§ **YOUR OBJECTIVE**
The entries below hold a line with "- Terminal: Windows Terminal" and a line with "There was a". Return those lines and all that lie between them, exactly and only.

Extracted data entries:
PR #2433, opened 2026-08-06
fix: suppress transient elevated Windows terminal titles

Pimpmuckl:
## Problem

While dogfooding Herdr on native Windows, I noticed pane titles briefly flashing `Administrator: ...` whenever Codex ran a nested PowerShell tool process.

Windows temporarily rewrites the inherited console title from `<current title>` to `Administrator: <current title>` and restores it when the process exits. ConPTY emits both changes as title OSC events, and Herdr currently publishes the intermediate title immediately.

In 10 observed runs, the decoration appeared 51–78 ms after the stable title and disappeared 54–84 ms later.

## Fix

On Windows, hold only the exact transition from `<current title>` to `Administrator: <current title>` for 200 ms.

- if the title restores or changes before the deadline, never publish the transient title
- if it remains, publish it normally after the delay
- keep every other title change immediate

The Windows-specific classification stays in `src/platform/windows.rs`; the shared terminal state only handles the generic settle/cancel/promote behavior.

## Scope

- raw PTY output and agent detection are unchanged
- non-Windows behavior is unchanged
- intentionally persistent `Administrator:` titles still appear after 200 ms
- no docs change: this restores stable title behavior and adds no setting or workflow

## Validation

- `just check` passes on native Windows after rebasing onto current `master`
- 18 live API samples from 31–1090 ms during a nested PowerShell run contained zero `Administrator:` titles
- a persistent candidate remained hidden at 15 ms, appeared by 320 ms, then restored normally
- local 5.6-sol xhigh reviewers completed with no accepted findings remaining


Pimpmuckl:
Closed, there's more annoyances with nested PS spawning "Administrator: " prefixes.

PR #2270, opened 2026-08-04
feat(copy-mode): add big-word motions

jplew:
## Summary
- add tmux/Vim-style `W`, `B`, and `E` copy-mode motions using whitespace-delimited runs
- preserve existing punctuation-aware lowercase `w`, `b`, and `e` behavior
- cover shifted input, row crossings, selection extension, and terminal motion semantics

## Validation
- `just check`

## Context
Implements the big-word portion of https://github.com/herdrdev/herdr/discussions/1267.

PR #2436, opened 2026-08-06
fix(input): keep shift on letters that report only an alternate codepoint

### LINKED ISSUE #2435: shift+letter keybindings do not match in WezTerm kitty mode

- [x] I reproduced this bug on the version and environment reported below using the exact steps provided.

### Current behavior

A `prefix+shift+<letter>` keybinding does not match. Herdr runs the `prefix+<letter>` action instead. For example, `prefix+shift+r` starts resize mode instead of a config reload. Herdr does the same action for `prefix+r` and `prefix+shift+r`.

### Expected behavior

A `prefix+shift+<letter>` keybinding matches. Herdr does a different action for `prefix+<letter>` and `prefix+shift+<letter>`.

### Reproduction

1. Set `enable_kitty_keyboard = true` in the WezTerm config.
2. Start herdr.
3. Press the prefix key (`ctrl+b` by default), then `r`. Resize mode starts.
4. Press the prefix key, then `shift+r`. Resize mode starts again.

### Impact

You cannot use `prefix+shift+<letter>` keybindings. The default `reload_config` (`prefix+shift+r`) does not work. The keybinding does the `prefix+<letter>` action.

### Environment

- Herdr version: 0.8.0
- Update channel (stable or preview): stable
- Operating system: macOS 15 (Darwin 25.6.0)
- Terminal: WezTerm 20260805-104032-4b1c3c15
- Shell, if relevant: zsh
- Relevant config, if any: WezTerm `enable_kitty_keyboard = true`

farzadmf:
WezTerm kitty mode sends shift+<letter> with no SHIFT bit, only the uppercase alternate codepoint, so it matched the unshifted binding.

Fixes #2435

### DIFF
--- a/src/config/keybinds.rs
+++ b/src/config/keybinds.rs
@@ -1313,8 +1313,16 @@ fn key_parts_match_combo(
     shifted_codepoint: Option<u32>,
     combo: KeyCombo,
 ) -> bool {
-    let (actual_code, actual_modifiers) = normalize_key_combo((actual_code, actual_modifiers));
+    let (actual_code, mut actual_modifiers) = normalize_key_combo((actual_code, actual_modifiers));
     let (expected_code, expected_modifiers) = normalize_key_combo(combo);
+
+    // WezTerm kitty mode sends shifted letters with no SHIFT bit, only the
+    // uppercase alternate codepoint; restore SHIFT so shift+<letter> still matches.
+    if let KeyCode::Char(c) = actual_code {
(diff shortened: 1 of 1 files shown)


farzadmf:
Hopelessly pinging @ogulcancelik similar to #2270 as this is a big blocker for me on Wezterm

EDIT: by "similar to ...", I mean I think pinging you allowed the PR to go through, hopefully same will happen to this

Issue #962, opened 2026-07-03
`pane read --source recent` / `recent-unwrapped` return empty output on Windows while `visible` has content


inbeomheo:
### Is this a reproducible bug?

- [x] I confirm this is a reproducible bug, not a feature request, idea, question, contribution proposal, or direction check.

### Current behavior

On Windows, `herdr pane read <pane> --source recent` and `--source recent-unwrapped` print nothing (exit 0) even when `--source visible` returns the pane content just fine.

Because of this, any output that has scrolled out of the viewport is unrecoverable through the API: in a test with a 40-line agent response, the top 8 lines scrolled off and neither recent source could retrieve them (both returned empty).

### Expected behavior

`--source recent` should return recent scrollback as rendered, and `--source recent-unwrapped` the unwrapped recent text, as described in the docs.

### Reproduction

1. `herdr workspace create --no-focus --label bugtest` (take the root pane id from the JSON response, e.g. w9:p1)
2. `herdr pane run w9:p1 "echo hello123"`
3. `herdr pane read w9:p1 --source visible --lines 8` → shows the prompt and hello123
4. `herdr pane read w9:p1 --source recent --lines 10` → empty, exit 0
5. `herdr pane read w9:p1 --source recent-unwrapped --lines 10` → empty, exit 0

### Impact

Reading other panes is limited to the current viewport, so long agent responses are partially lost to automation. This also breaks `wait output --source recent` matching semantics (see my separate wait report). Workaround: keep agent replies short or run agents headless.

### Environment

- Herdr version: 0.7.1-preview.2026-06-30-3459798b606d
- Update channel (stable or preview): preview
- Operating system: Windows 11 Home 10.0.26300 (Korean locale)
- Terminal: Windows Terminal
- Shell, if relevant: PowerShell 5.1 (default pane shell)
- Relevant config, if any: default config

PR #2474, opened 2026-08-07
fix: avoid redundant Windows recent-history snapshots

Pimpmuckl:
## What changed

There was a bit of a performance issue at times on Windows, especially in panes with frequently updating agent UIs which made the entire herdr control sluggish with multi-second delays and very slow input parsing. We could reproduce it and narrow it down to the recent-history fallback added for #962.

The earlier fix restored empty `recent` reads by taking a visible-screen snapshot after every PTY batch. That included cursor-only redraws where scrollback had not changed. Each snapshot refreshed render state, walked the visible rows, and allocated a new snapshot while holding the terminal lock.

In the live reproduction, this kept the Herdr server at 82.6% of one core over 8.5 seconds while scrollback grew by only six rows. Timing the path showed that the fallback scan took 123 to 166 microseconds after each PTY read, compared with 28 to 40 microseconds for Ghostty parsing and 15 to 19 microseconds for PowerShell working-directory reporting.

This change keeps the fallback, but avoids rebuilding its snapshot when Ghostty reports no scrollback movement. It records one pending refresh and only performs it if a recent-history read needs the fallback.

A tracked Ghostty row preserves the amount of history movement across pruning and reflow. This also covers the case where scrollback prunes and regrows to the same total in one batch.

Zero-scrollback panes, history changes, manual scrolling, resize, alternate-screen behavior, and fallback recovery keep their existing behavior.

## Before and after

On the same isolated debug-build workload with two runs of 1500 paced PTY writes:

Before:

- `pty.ghostty_write` averaged 419 microseconds across 5848 samples
- the slowest sample was 4988 microseconds

After:

- `pty.ghostty_write` averaged 230 microseconds across 5854 samples
- the slowest sample was 1687 microseconds

That is a 44.9% reduction in the affected PTY write path. The live CPU sample and the paired timing measure different things, so this only claims the paired result.

This is a controlled paired test, in real world use this is likely a lot better (but didn't run extra tests).

## Validation

- reproduced and covered the real `2288 -> 1145 -> 2288` prune and regrow case
- all 11 Windows recent-history fallback tests
- Linux cross-target `cargo check`
- fresh two-job `just check`
- local dual 5.6-sol-xhigh reviewers green
- isolated Windows ConPTY smoke

refs #962

### DIFF
--- a/src/ghostty/mod.rs
+++ b/src/ghostty/mod.rs
@@ -768,6 +768,9 @@ pub fn encode_focus(event: FocusEvent) -> Result<Vec<u8>, Error> {
 
 pub struct Terminal {
     raw: ffi::GhosttyTerminal,
+    max_scrollback: usize,
+    #[cfg(windows)]
+    tracked_row: ffi::GhosttyTrackedGridRef,
     callback_state: Box<TerminalCallbackState>,
     kitty_fingerprints: Mutex<HashMap<u32, KittyImageFingerprintEntry>>,
     kitty_empty_generation: Cell<Option<u64>>,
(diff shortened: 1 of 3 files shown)


ogulcancelik (approved):

ogulcancelik:
ty!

§ **RESPONSE TO THIS EXERCISE**
- Terminal: Windows Terminal
- Shell, if relevant: PowerShell 5.1 (default pane shell)
- Relevant config, if any: default config

PR #2474, opened 2026-08-07
fix: avoid redundant Windows recent-history snapshots

Pimpmuckl:
## What changed

There was a bit of a performance issue at times on Windows, especially in panes with frequently updating agent UIs which made the entire herdr control sluggish with multi-second delays and very slow input parsing. We could reproduce it and narrow it down to the recent-history fallback added for #962.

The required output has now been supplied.